Every line with "package" in it should be copied from the data.

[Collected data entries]
------------------------------
PR #74, opened 2022-03-30
Node exporter

jbsv:
It installs the binary and its configuration (port 9101by default). Once the package is installed, it is possible to access "http://(VMaddress):9101/metrics" from an explorer on the same network


deb-package/pkg/etc/dedis/dvoting/network.env
```diff
@@ -4,5 +4,6 @@ export uk_port="1024"
 export bridge_iface="uk0"
 
 export dela_port="9000"
-export prometheus_addr="0.0.0.0:9100"
 export proxy_addr="0.0.0.0:9080"
+export prometheus_addr="0.0.0.0:9100"
+export node_exporter_addr=":9101"
```
nkcr, line 9: for consistency, I would use `0.0.0.0:9101`

PR #77, opened 2022-04-03
Colour flash messages

cmsigrist:
Change the colour of flash messages depending on their level


nkcr (approved):
Cool, LGTM 🚀 

Some future improvements I see on the flash:

- use a different icon based on the level
- add a "close" button to discard the flash
- make the flash "overlay" the layout so that it doesn't push all the page's content

Not to be included in this PR though, let's merge it. It's good to have small feature increment.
------------------------------
Exercise result:
It installs the binary and its configuration (port 9101by default). Once the package is installed, it is possible to access "http://(VMaddress):9101/metrics" from an explorer on the same network
deb-package/pkg/etc/dedis/dvoting/network.env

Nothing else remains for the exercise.